Top of DATA SUPPLIED

Issue #2742, opened 2017-06-01
Metal Gear Solid 3D: Snake Eater - Crashes when emulating Title Screen


Dragios:
It boots to the title screen without any problem before this. PR #2703 changes its behaviour and causes it to crash instead.

Log that appear when crash:
```
Render.OpenGL <Critical> video_core/renderer_opengl/pica_to_gl.h:PicaToGL::WrapMode:62: Unknown texture wrap mode 6
Debug <Critical> video_core/renderer_opengl/pica_to_gl.h:PicaToGL::WrapMode::<lambda_4475911c1a7164258d047613d97648c2>::operator ():63: Assertion Failed!
Unreachable code!
```
![Disassembly](https://cloud.githubusercontent.com/assets/18496868/26683311/f02f8cb8-4715-11e7-901f-a00c56313c12.png)
![Call Stack](https://cloud.githubusercontent.com/assets/18496868/26683346/13982c32-4716-11e7-97e3-c6cd94a33301.png)

Dragios:
Closed in #2743

Issue #2740, opened 2017-05-31
Emulator crash in Ocarina of Time 3D


marouf33:
Hi, I have encountered a crash in the emulator . It is reproduced consistently in 	"Nightly Build - 54ea95c".
The crash happens after Sheik is revealed as Zelda in the temple of time. 
I'm sorry I can't provide a backtrace, but I will attach the save file to right before the scene of the crash happens.

[00000001.zip](https://github.com/citra-emu/citra/files/1042014/00000001.zip)

jroweboy:
Here's a summary of the issue:

There's an assert here https://github.com/citra-emu/citra/blob/54ea95cca74f76777aa156f6d750c9d1ba5b6f11/src/video_core/renderer_opengl/pica_to_gl.h#L32 which prevents any texture modes from getting used that aren't in the enum. The problem is there's a messed up config being passed in http://i.imgur.com/bayduef.png with some clearly bogus values in it.

wwylele:
Ref #2703. This is a regression due to length expansion of the wrap mode fields, and the game seems using invalid wrap modes 6 and 7.

Abyss2381:
I was able to work around this by downloading bleeding-edge-300, v 0.1.300. I tried several between it and the current build, but they all failed at the same spot. If you download and run this one, continue your save, you should be able to get past the point and save again. I will test the rest of OoT 3D this afternoon to see if any more crashes occur with the newest build.

Abyss2381:
Okay, it will crash again in the final credits, when young Link is approaching Zelda at the window in Hyrule Castle. Same error, so only those two spots are affected.

jroweboy:
Fixed in https://github.com/citra-emu/citra/pull/2743 (Please retest on nightly if you wish)

PR #2743, opened 2017-06-01
pica/rasterizer: implement/stub texture wrap mode 4-7

wwylele:
This is intended to avoid crash in #2740 and #2742.

(Remade after bunnei's comment)
Based on previous hardware test, mode 4-7 is implemented in the software rasterizer, and partially implemented in gl rasterizer. Mode 4 and 5 doesn't have their direct counterpart in opengl, so they are not fully implemented. Also added warning log for these mode in opengl (not added for sw one because it would be too verbose)

---
This change is [Reviewable](https://reviewable.io/reviews/citra-emu/citra/2743)

### DIFF
--- a/src/video_core/renderer_opengl/pica_to_gl.h
+++ b/src/video_core/renderer_opengl/pica_to_gl.h
@@ -55,6 +55,12 @@ inline GLenum WrapMode(Pica::TexturingRegs::TextureConfig::WrapMode mode) {
         GL_CLAMP_TO_BORDER, // WrapMode::ClampToBorder
         GL_REPEAT,          // WrapMode::Repeat
         GL_MIRRORED_REPEAT, // WrapMode::MirroredRepeat
+        // TODO(wwylele): ClampToEdge2 and ClampToBorder2 are not properly implemented here. See the
+        // comments in enum WrapMode.
+        GL_CLAMP_TO_EDGE,   // WrapMode::ClampToEdge2
+        GL_CLAMP_TO_BORDER, // WrapMode::ClampToBorder2
+        GL_REPEAT,          // WrapMode::Repeat2
+        GL_REPEAT,          // WrapMode::Repeat3
     };
 
     // Range check table for input
@@ -63,6 +69,13 @@ inline GLenum WrapMode(Pica::TexturingRegs::TextureConfig::WrapMode mode) {
         UNREACHABLE();
 
         return GL_CLAMP_TO_EDGE;
+    }
+
+    if (static_cast<u32>(mode) > 3) {
+        // It is still unclear whether mode 4-7 are valid, so log it if a game uses them.
+        // TODO(wwylele): telemetry should be added here so we can collect more info about which
+        // game uses this.
+        LOG_WARNING(Render_OpenGL, "Using texture wrap mode %u", static_cast<u32>(mode));
     }
 
     GLenum gl_mode = wrap_mode_table[mode];
--- a/src/video_core/regs_texturing.h
+++ b/src/video_core/regs_texturing.h
@@ -30,10 +30,10 @@ struct TexturingRegs {
             Repeat = 2,
             MirroredRepeat = 3,
             // Mode 4-7 produces some weird result and may be just invalid:
-            // 4: Positive coord: clamp to edge; negative coord: repeat
-            // 5: Positive coord: clamp to border; negative coord: repeat
-            // 6: Repeat
-            // 7: Repeat
+            ClampToEdge2 = 4,   // Positive coord: clamp to edge; negative coord: repeat
+            ClampToBorder2 = 5, // Positive coord: clamp to border; negative coord: repeat
+            Repeat2 = 6,        // Same as Repeat
+            Repeat3 = 7,        // Same as Repeat
         };
 
         enum TextureFilter : u32 {
--- a/src/video_core/swrasterizer/rasterizer.cpp
+++ b/src/video_core/swrasterizer/rasterizer.cpp
@@ -307,10 +307,22 @@ static void ProcessTriangleInternal(const Vertex& v0, const Vertex& v1, const Ve
                 int t = (int)(v * float24::FromFloat32(static_cast<float>(texture.config.height)))
                             .ToFloat32();
 
-                if ((texture.config.wrap_s == TexturingRegs::TextureConfig::ClampToBorder &&
-                     (s < 0 || static_cast<u32>(s) >= texture.config.width)) ||
-                    (texture.config.wrap_t == TexturingRegs::TextureConfig::ClampToBorder &&
-                     (t < 0 || static_cast<u32>(t) >= texture.config.height))) {
+                bool use_border_s = false;
+                bool use_border_t = false;
+
+                if (texture.config.wrap_s == TexturingRegs::TextureConfig::ClampToBorder) {
+                    use_border_s = s < 0 || s >= static_cast<int>(texture.config.width);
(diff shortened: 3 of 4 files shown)


src/video_core/renderer_opengl/pica_to_gl.h
```diff
@@ -55,6 +55,12 @@ inline GLenum WrapMode(Pica::TexturingRegs::TextureConfig::WrapMode mode) {
         GL_CLAMP_TO_BORDER, // WrapMode::ClampToBorder
         GL_REPEAT,          // WrapMode::Repeat
         GL_MIRRORED_REPEAT, // WrapMode::MirroredRepeat
+        // The four modes below shouldn't be used in normal situation, so assign dummy values to
+        // them and report the error later.
+        0, // Positive coord: clamp to edge; negative coord: repeat
```
bunnei: What is the point of these comments if these are unknown?

wwylele: The comments are observed behaviour of these modes (copy-pasted from the comment of the registers). It is unknown whether they are intended or just glitched out.

bunnei: Observed behavior on hardware? Do we expect lots of graphical issues now that they are being emulated as GL_CLAMP_TO_EDGE?

wwylele: Yes they were hardware-tested. I actually want to see graphical issues in future reports, which can help us identify the cause of using this mode (intentional, by game bug, or by citra bug)

bunnei: IMO, if we have already defined how these behave on hardware, then we should just implement them correctly... Instead of waiting for bugs to be reported, then fixing them re-actively. This could potentially happen years later when no one remembers about this, and end up getting fixed way later than they should (or wasting someones time debugging). Even if it's potentially masking some other Citra bug, there is nothing stopping a buggy game (or homebrew) from using these legitimately.

Wanting to know when games use these to debug potential Citra bugs seems like it can/should be separate from actually implementing the feature as tested on HW. Right now, we don't have a *great* way to do this, since things like ASSERT or LOG_CRITICAL will mostly be ignored by users if the game works and looks fine. However, this type of thing is an excellent use of our new telemetry framework (once it's ready)... i.e. we will be able to log this condition as a user test case, and automatically see any games that hit it (and debug further if we'd like).

All that being said, I don't feel *super* strongly about this, so will sign off. However, I suggest doing one of the following:
* Implementing these properly, put a comment in the code discussing that these shouldn't normally be hit but are tested on HW or whatever, putting a ASSERT and/or LOG_FOO if you'd like, and creating an issue that we should add telemetry here (and putting it in a TODO comment), which can then be assigned to me if you'd like
* Create an issue to revisit this (regardless of if we get error reports in), put a "TODO(wwylele): Issue XYZ" in the code, and document more thoroughly that we know the HW behavior of these but that they are intentionally left unimplemented so that we can get better test data

wwylele: Sounds good to me. Will do tomorrow

yuriks:
:lgtm:

---

Reviewed 4 of 4 files at r2.

---

*[src/video_core/swrasterizer/rasterizer.cpp, line 316 at r2](https://reviewable.io:443/reviews/citra-emu/citra/2743#-KlloBYPmycpVHVT9iWP:-KlloBYPmycpVHVT9iWQ:b5l6v5n) ([raw file](https://github.com/citra-emu/citra/blob/4800a7ff889548ca3bf1f2546868ecaa5dde17e4/src/video_core/swrasterizer/rasterizer.cpp#L316)):*
> ```cpp
>                     use_border_s = s < 0 || static_cast<u32>(s) >= texture.config.width;
>                 } else if (texture.config.wrap_s == TexturingRegs::TextureConfig::ClampToBorder2) {
>                     use_border_s = s > 0 && static_cast<u32>(s) >= texture.config.width;
> ```

Isn't the `s > 0` part redundant?

---

*[src/video_core/swrasterizer/rasterizer.cpp, line 322 at r2](https://reviewable.io:443/reviews/citra-emu/citra/2743#-KlloJgOJyQwW-U7ts_X:-KlloJgOJyQwW-U7ts_Y:b-6gcu0u) ([raw file](https://github.com/citra-emu/citra/blob/4800a7ff889548ca3bf1f2546868ecaa5dde17e4/src/video_core/swrasterizer/rasterizer.cpp#L322)):*
> ```cpp
>                     use_border_t = t < 0 || static_cast<u32>(t) >= texture.config.height;
>                 } else if (texture.config.wrap_t == TexturingRegs::TextureConfig::ClampToBorder2) {
>                     use_border_t = t > 0 && static_cast<u32>(t) >= texture.config.height;
> ```

Same, isn't `t > 0` redundant?

---


*Comments from [Reviewable](https://reviewable.io:443/reviews/citra-emu/citra/2743#-:-Kllp6BKj-a9IX4-bdIs:bnfp4nl)*

wwylele:

---

*[src/video_core/swrasterizer/rasterizer.cpp, line 316 at r2](https://reviewable.io:443/reviews/citra-emu/citra/2743#-KlloBYPmycpVHVT9iWP:-Kllqx8WwuCTPRCdB9vo:b-x7bkwt) ([raw file](https://github.com/citra-emu/citra/blob/4800a7ff889548ca3bf1f2546868ecaa5dde17e4/src/video_core/swrasterizer/rasterizer.cpp#L316)):*

Isn't the `s > 0` part redundant?
</blockquote></details>

cleaned. was being dumb about that `static_cast<u32>`

---


*Comments from [Reviewable](https://reviewable.io:443/reviews/citra-emu/citra/2743)*

yuriks:
Reviewed 1 of 1 files at r3.

---

*[src/video_core/swrasterizer/rasterizer.cpp, line 322 at r2](https://reviewable.io:443/reviews/citra-emu/citra/2743#-KlloJgOJyQwW-U7ts_X:-Klm07m-TqR3m8cCfe7u:b32w0x) ([raw file](https://github.com/citra-emu/citra/blob/4800a7ff889548ca3bf1f2546868ecaa5dde17e4/src/video_core/swrasterizer/rasterizer.cpp#L322)):*

Same, isn't `t > 0` redundant?
</blockquote></details>

OK

---


*Comments from [Reviewable](https://reviewable.io:443/reviews/citra-emu/citra/2743)*

src/video_core/renderer_opengl/pica_to_gl.h
```diff
@@ -55,6 +55,12 @@ inline GLenum WrapMode(Pica::TexturingRegs::TextureConfig::WrapMode mode) {
         GL_CLAMP_TO_BORDER, // WrapMode::ClampToBorder
         GL_REPEAT,          // WrapMode::Repeat
         GL_MIRRORED_REPEAT, // WrapMode::MirroredRepeat
+        // TODO(wwylele): ClampToEdge2 and ClampToBorder2 are not properly implemented here. See the
+        // comments in enum WrapMode.
+        GL_CLAMP_TO_EDGE,   // WrapMode::ClampToEdge2
```
Subv: Can we handle the clamping for these modes manually in the frag shader?

wwylele: yes, but I want to leave this to next PR, as I want to do a quick fix here to a crash regressed from my previous PR.

wwylele: And I still doubt if these modes are valid modes. I don't feel like to bloat the code logic to implement them before we can confirm games use them purposely.

PR #2754, opened 2017-06-06
Handle service registrations using sm/srv

yuriks:
Depends on:
 - [x] #2752 HLE: Move SessionRequestHandler from Service:: to Kernel::
 - [ ] #2753 Add SetHleHandler to ServerPort/ServerSession

Moves the srv/sm implementation to a sub-directory and tasks it with handling service registrations.

---
This change is [Reviewable](https://reviewable.io/reviews/citra-emu/citra/2754)

### DIFF
--- a/src/core/hle/service/sm/srv.cpp
+++ b/src/core/hle/service/sm/srv.cpp
@@ -9,10 +9,10 @@
 #include "core/hle/kernel/client_session.h"
 #include "core/hle/kernel/event.h"
 #include "core/hle/kernel/server_session.h"
-#include "core/hle/service/srv.h"
+#include "core/hle/service/sm/srv.h"
 
 namespace Service {
-namespace SRV {
+namespace SM {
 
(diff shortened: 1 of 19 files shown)


src/core/hle/service/sm/srv.cpp
```diff
@@ -7,14 +7,16 @@
...
 #include "core/hle/kernel/server_session.h"
 #include "core/hle/service/sm/srv.h"
 
 namespace Service {
 namespace SM {
 
-static Kernel::SharedPtr<Kernel::Event> event_handle;
+constexpr int MAX_PENDING_NOTIFICATIONS = 16;
+
+static Kernel::SharedPtr<Kernel::Semaphore> notification_semaphore;
```
Subv: Is this really a semaphore, though?

yuriks: Yes (checked in the code, it's where the 16 comes from too)

PR #2758, opened 2017-06-07
Disable warning for Cryptopp

BastienIstil:
Add CXX_FLAGS /W0 or -w, to suppress compiler warning in cryptopp component

---
This change is [Reviewable](https://reviewable.io/reviews/citra-emu/citra/2758)

### DIFF
--- a/externals/cryptopp/CMakeLists.txt
+++ b/externals/cryptopp/CMakeLists.txt
@@ -44,6 +44,13 @@ if(CMAKE_CXX_COMPILER_ID MATCHES "Intel")
     add_definitions(-wd68 -wd186 -wd279 -wd327 -wd161 -wd3180)
 endif()
 
+#disable warning for external libraries
+if(CMAKE_CXX_COMPILER_ID MATCHES "MSVC")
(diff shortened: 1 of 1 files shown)


yuriks:
Can we disable just the specific warnings that are being generated right now? On MSVC I only see one right now ("empty controlled statement") so I'd prefer that instead of just lowering to /W0.

BastienIstil:
Since it's a linker warning, I don't know how to pass /ignore:4221 to MSVC with CMAKE.
I try  
set_target_properties(cryptopp PROPERTIES LINK_FLAGS "/ignore:4221")
or 
SET( CMAKE_EXE_LINKER_FLAGS  "${CMAKE_EXE_LINKER_FLAGS} /ignore:4221" )
but there is no change.
Do you have any idea ? 

---

Review status: 0 of 1 files reviewed at latest revision, all discussions resolved.

---



*Comments from [Reviewable](https://reviewable.io:443/reviews/citra-emu/citra/2758#-:-KmRgHjtntN8gYtqre1Z:bgxbutc)*

PR #2764, opened 2017-06-09
Video Core: Add vertex loader cache

jroweboy:
## Description

Adds a vertex loader cache. The code is similar to the shader JIT cache.

## Rationale

Before adding a vertex loader JIT, we should have a cache to store the vertex loaders so we don't need to regenerate them all the time.

## Performance

In my testing, this has no affect on performance. If anything, I'd imagine it might be slower if the cache lookup is more than the penalty for generating new vertex loaders, but I tested all of my games and the frametime didn't change.

---
This change is [Reviewable](https://reviewable.io/reviews/citra-emu/citra/2764)

### DIFF
--- a/src/video_core/vertex_loader.cpp
+++ b/src/video_core/vertex_loader.cpp
@@ -16,10 +16,7 @@
 
 namespace Pica {
 
-void VertexLoader::Setup(const PipelineRegs& regs) {
-    ASSERT_MSG(!is_setup, "VertexLoader is not intended to be setup more than once.");
-
-    const auto& attribute_config = regs.vertex_attributes;
+VertexLoader::VertexLoader(const PipelineRegs::VertexAttributes& attribute_config) {
     num_total_attributes = attribute_config.GetNumTotalAttributes();
 
     boost::fill(vertex_attribute_sources, 0xdeadbeef);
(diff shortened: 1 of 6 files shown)


src/video_core/vertex_loader.cpp
```diff
@@ -16,10 +16,7 @@
 
 namespace Pica {
 
-void VertexLoader::Setup(const PipelineRegs& regs) {
```
jroweboy: I removed `Setup` in favor of just adding the setup code to the constructor. Should I instead leave it as a virtual function on the base class instead?

src/video_core/vertex_loader_base.h
```diff
@@ -0,0 +1,32 @@
...
+struct AttributeBuffer;
+}
+
+class VertexLoaderBase {
+public:
+    virtual void LoadVertex(u32 base_address, int index, int vertex, Shader::AttributeBuffer& input,
+                            DebugUtils::MemoryAccessTracker& memory_accesses) = 0;
+};
+
+using VertexLoaderCache = std::unordered_map<u64, std::unique_ptr<VertexLoaderBase>>;
```
InusualZ: nitpick: you are making an alias that you only use once?

jroweboy: Yes. I figured it would be nicer to be explicit about what the type was for, but I can remove it if thats what people want (esp considering its probably very obvious what its for).

jroweboy:
@yuriks suggested on IRC that I just close this pull request until the vertex loader JIT is complete, as the change is really useless without the JIT. I will either reopen this one later when I submit the second part as well, or combine it with the vertex loader JIT PR. (I opened this one now to make it easier to review just the cache without the rest of the code)

PR #2767, opened 2017-06-10
OpenGL: Update comment on AreQuaternionsOpposite with new information

yuriks:
While debugging the software renderer implementation, it was noticed
that this is actually exactly what the hardware does, upgrading the
status of this "hack" to being a proper implementation. And there was
much rejoicing.

---
This change is [Reviewable](https://reviewable.io/reviews/citra-emu/citra/2767)

### DIFF
--- a/src/video_core/renderer_opengl/gl_rasterizer.cpp
+++ b/src/video_core/renderer_opengl/gl_rasterizer.cpp
@@ -182,19 +182,22 @@ RasterizerOpenGL::RasterizerOpenGL() : shader_dirty(true) {
 RasterizerOpenGL::~RasterizerOpenGL() {}
 
 /**
- * This is a helper function to resolve an issue with opposite quaternions being interpolated by
- * OpenGL. See below for a detailed description of this issue (yuriks):
+ * This is a helper function to resolve an issue when interpolating opposite quaternions. See below
+ * for a detailed description of this issue (yuriks):
  *
  * For any rotation, there are two quaternions Q, and -Q, that represent the same rotation. If you
  * interpolate two quaternions that are opposite, instead of going from one rotation to another
  * using the shortest path, you'll go around the longest path. You can test if two quaternions are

Bottom of DATA SUPPLIED

■ PROMPT: If a line of the data above holds the string "graphical", count it, then state only the total.

■ RESULT: 2